Task: The response should consist of the records, reproduced exactly.

(Available records)

PR #9157, opened 2026-08-01
fix(mcp): validate required fields during detection

### LINKED ISSUE #9156: fix(mcp): reject malformed required fields during artifact type detection
## Description

`McpToolContentAccepter` identifies content as an MCP tool whenever the JSON object contains `name` and `inputSchema` keys. It does not verify the required field types, so malformed content such as the following is accepted during artifact type detection:

```json
{name: null, inputSchema: null}
```

The MCP tool validator correctly requires `name` to be a non-empty string and `inputSchema` to be an object, but artifact type detection can run independently of a validity rule. As a result, unrelated or malformed JSON can be classified as `MCP_TOOL`.

## Expected behavior

MCP tool content detection should require:

- `name` to be a non-empty string
- `inputSchema` to be a JSON object

## Proposed fix

Tighten `McpToolContentAccepter` to check the required field shapes and add regression tests for null, incorrectly typed, and empty values.

hcthakur2004:
## Summary

- require MCP tool names to be non-empty strings during artifact type detection
- require MCP tool input schemas to be JSON objects during detection
- add regression coverage for null, incorrectly typed, and empty required fields

## Why

Artifact type detection previously checked only whether the `name` and `inputSchema` keys existed. Malformed JSON such as `{name:null,inputSchema:null}` could therefore be classified as an MCP tool even when validity rules were not enabled.

## Testing

- `git diff --check` passes
- focused Maven tests were not run locally because a JDK is not configured in the environment

Fixes #9156


jsenko (commented):
## Review

Fixes #9156 — tightens MCP tool type detection to reject malformed required fields.

One should-fix and one observation. The fix itself is correct: `name` must be a non-empty string and `inputSchema` must be an object, matching what the downstream validator enforces.

### should-fix: Confirm tests pass locally

The PR body states "focused Maven tests were not run locally because a JDK is not configured in the environment." Run:

```bash
./mvnw test -pl schema-util/util-provider -am -DskipTests=false
```

and confirm the new `testMcpToolAccepterRejectsMalformedRequiredFields` passes before merge.

- **Accepter vs. validator strictness**: The accepter allows `inputSchema: {}` (empty object) while the validator would reject it (requires `type: "object"` inside). This is consistent with the accepter being a lightweight heuristic for type detection — it should be permissive enough to catch plausible MCP tools, while the validator enforces full schema compliance. The existing `AgentCardContentAccepter` follows the same pattern (just checks `has("name")`).
- **Test location**: The new test is in `McpToolContentValidatorTest.java`, which already contains accepter tests (`testMcpToolAccepterAccepts`, `testMcpToolAccepterRejectsAgentCard`, `testMcpToolAccepterRejectsInvalidJson`). Consistent with the existing pattern.

hcthakur2004:
I pulled the latest branch state and attempted the requested focused test: ./mvnw test -pl schema-util/util-provider -am -DskipTests=false. The run is currently blocked because JAVA_HOME is not configured in my local environment. The latest branch is up to date, and I am working to rerun the test with a configured JDK.

carlesarnal:
Bear in mind that all work related to https://github.com/Apicurio/apicurio-registry/issues/8427 will be blocked until the term. I'm accepting this since it's a bug, but have that in mind.

carlesarnal (dismissed):

hcthakur2004:
Fixed the Quick Verify compilation failure by correcting the ContentTypes import in McpToolContentValidatorTest from io.apicurio.registry.content to io.apicurio.registry.types. Pushed as commit 4b691a23. The focused Maven test could not be run locally because JAVA_HOME is not configured; CI should now rerun on the pushed commit.

carlesarnal (approved):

(End Available records)

Problem solution:
PR #9157, opened 2026-08-01
fix(mcp): validate required fields during detection

### LINKED ISSUE #9156: fix(mcp): reject malformed required fields during artifact type detection
## Description

`McpToolContentAccepter` identifies content as an MCP tool whenever the JSON object contains `name` and `inputSchema` keys. It does not verify the required field types, so malformed content such as the following is accepted during artifact type detection:

```json
{name: null, inputSchema: null}
```

The MCP tool validator correctly requires `name` to be a non-empty string and `inputSchema` to be an object, but artifact type detection can run independently of a validity rule. As a result, unrelated or malformed JSON can be classified as `MCP_TOOL`.

## Expected behavior

MCP tool content detection should require:

- `name` to be a non-empty string
- `inputSchema` to be a JSON object

## Proposed fix

Tighten `McpToolContentAccepter` to check the required field shapes and add regression tests for null, incorrectly typed, and empty values.

hcthakur2004:
## Summary

- require MCP tool names to be non-empty strings during artifact type detection
- require MCP tool input schemas to be JSON objects during detection
- add regression coverage for null, incorrectly typed, and empty required fields

## Why

Artifact type detection previously checked only whether the `name` and `inputSchema` keys existed. Malformed JSON such as `{name:null,inputSchema:null}` could therefore be classified as an MCP tool even when validity rules were not enabled.

## Testing

- `git diff --check` passes
- focused Maven tests were not run locally because a JDK is not configured in the environment

Fixes #9156


jsenko (commented):
## Review

Fixes #9156 — tightens MCP tool type detection to reject malformed required fields.

One should-fix and one observation. The fix itself is correct: `name` must be a non-empty string and `inputSchema` must be an object, matching what the downstream validator enforces.

### should-fix: Confirm tests pass locally

The PR body states "focused Maven tests were not run locally because a JDK is not configured in the environment." Run:

```bash
./mvnw test -pl schema-util/util-provider -am -DskipTests=false
```

and confirm the new `testMcpToolAccepterRejectsMalformedRequiredFields` passes before merge.

- **Accepter vs. validator strictness**: The accepter allows `inputSchema: {}` (empty object) while the validator would reject it (requires `type: "object"` inside). This is consistent with the accepter being a lightweight heuristic for type detection — it should be permissive enough to catch plausible MCP tools, while the validator enforces full schema compliance. The existing `AgentCardContentAccepter` follows the same pattern (just checks `has("name")`).
- **Test location**: The new test is in `McpToolContentValidatorTest.java`, which already contains accepter tests (`testMcpToolAccepterAccepts`, `testMcpToolAccepterRejectsAgentCard`, `testMcpToolAccepterRejectsInvalidJson`). Consistent with the existing pattern.

hcthakur2004:
I pulled the latest branch state and attempted the requested focused test: ./mvnw test -pl schema-util/util-provider -am -DskipTests=false. The run is currently blocked because JAVA_HOME is not configured in my local environment. The latest branch is up to date, and I am working to rerun the test with a configured JDK.

carlesarnal:
Bear in mind that all work related to https://github.com/Apicurio/apicurio-registry/issues/8427 will be blocked until the term. I'm accepting this since it's a bug, but have that in mind.

carlesarnal (dismissed):

hcthakur2004:
Fixed the Quick Verify compilation failure by correcting the ContentTypes import in McpToolContentValidatorTest from io.apicurio.registry.content to io.apicurio.registry.types. Pushed as commit 4b691a23. The focused Maven test could not be run locally because JAVA_HOME is not configured; CI should now rerun on the pushed commit.

carlesarnal (approved):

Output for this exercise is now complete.